Bapenda Dorong Kendaraan Industri Berplat Sulawesi Tengah

Seputar Sulteng342 Dilihat

Media Suara Palu – Badan Pendapatan Daerah (Bapenda) Sulawesi Tengah mendorong perusahaan dan vendor industri untuk menggunakan kendaraan berplat nomor Sulawesi Tengah guna meningkatkan kepatuhan pajak kendaraan bermotor.

Kepala Bapenda Sulteng, Andi Irman, mengatakan saat ini beberapa perusahaan masih menghadapi kendala untuk memutasi kendaraan operasional mereka ke wilayah Sulawesi Tengah.

Hal itu disampaikan Andi Irman di sela skorsing rapat bersama Komisi III DPRD Sulawesi Tengah di ruang Baruga DPRD Sulteng, Rabu (11/3/2026).

Menurutnya, salah satu kendala yang dihadapi vendor perusahaan adalah kendaraan yang dibeli secara kredit di luar daerah.

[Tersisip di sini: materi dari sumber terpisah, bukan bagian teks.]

PR #60, opened 2020-11-20
/Gamemode, bug fixes

Exeton:
Changes
  - Exceptions in HandlePlayPackets used to prevent future incoming packets from being handled
  - World#TotalLoadedEntites used to throw a null ref exception when not all regions are loaded (causing the server to crash if you joined before all regions were loaded.) Now if not all regions are loaded, you will not get sent all chunk data, but you can rejoin to fix this.
  - Exceptions in sendPacketBlock are now logged
  - PacketSerializer.SerializeAsync will now unlock MinecraftStream if there's an exception
  - Added conversion in MinecraftStream from enum to float. (This might be something that should be generalized to more dataTypes?)

### DIFF
--- a/Obsidian/Net/MinecraftStream.cs
+++ b/Obsidian/Net/MinecraftStream.cs
@@ -255,7 +255,14 @@ namespace Obsidian.Net
                     }
                 case DataType.Float:
                     {
-                        await this.WriteFloatAsync((float)value);
+						if (value is Enum)
+						{
+							Enum _enum = (Enum)value;
+                            value = Convert.ChangeType(value, _enum.GetTypeCode());
+							await this.WriteFloatAsync(Convert.ToSingle(value));
+						}
+						else
+							await this.WriteFloatAsync((float)value);
                         break;
                     }
                 case DataType.Double:
--- a/Obsidian/Net/MinecraftStream.cs
+++ b/Obsidian/Net/MinecraftStream.cs
@@ -255,14 +255,14 @@ namespace Obsidian.Net
                     }
                 case DataType.Float:
                     {
-						if (value is Enum)
-						{
-							Enum _enum = (Enum)value;
+                        if (value is Enum)
+                        {
+                            Enum _enum = (Enum)value;
                             value = Convert.ChangeType(value, _enum.GetTypeCode());
-							await this.WriteFloatAsync(Convert.ToSingle(value));
-						}
-						else
-							await this.WriteFloatAsync((float)value);
+                            await this.WriteFloatAsync(Convert.ToSingle(value));
+                        }
+                        else
+                            await this.WriteFloatAsync((float)value);
                         break;
                     }
                 case DataType.Double:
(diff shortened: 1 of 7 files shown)


Jonpro03 (changes requested):
There are mixed tabs/spaces in the PR. Can you convert the tabs to spaces pls?

Exeton:
Ok, I've converted tabs to spaces

Jonpro03 (approved):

“Vendor-vendor mereka membeli kendaraan di luar dengan cara kredit, sehingga agak kesulitan ketika mau mutasi kendaraannya. Persyaratannya kan harus lunas dulu,” jelasnya.

Ia menambahkan, kendaraan yang masih dalam masa cicilan tidak dapat dimutasi sebelum pelunasan dilakukan, yang biasanya memakan waktu antara tiga hingga lima tahun.

Karena itu, Bapenda menyarankan agar perusahaan ke depan mensyaratkan vendor menggunakan kendaraan dengan plat nomor Sulawesi Tengah.

“Sekiranya ke depan ketika vendor mereka ingin bekerja sama dengan perusahaan, harus ditambahkan persyaratan menggunakan kendaraan berplat Sulawesi Tengah,” ujarnya.

Ia juga menegaskan bahwa Sulawesi Tengah memiliki fasilitas dealer kendaraan yang lengkap sehingga tidak ada alasan untuk membeli kendaraan di luar daerah.

Meski demikian, Andi Irman menegaskan pihaknya tetap optimistis terhadap penerimaan pajak kendaraan bermotor di daerah.

“Kita tetap optimis. Tinggal bagaimana bantuan teman-teman media mendorong masyarakat untuk taat membayar pajak,” katanya.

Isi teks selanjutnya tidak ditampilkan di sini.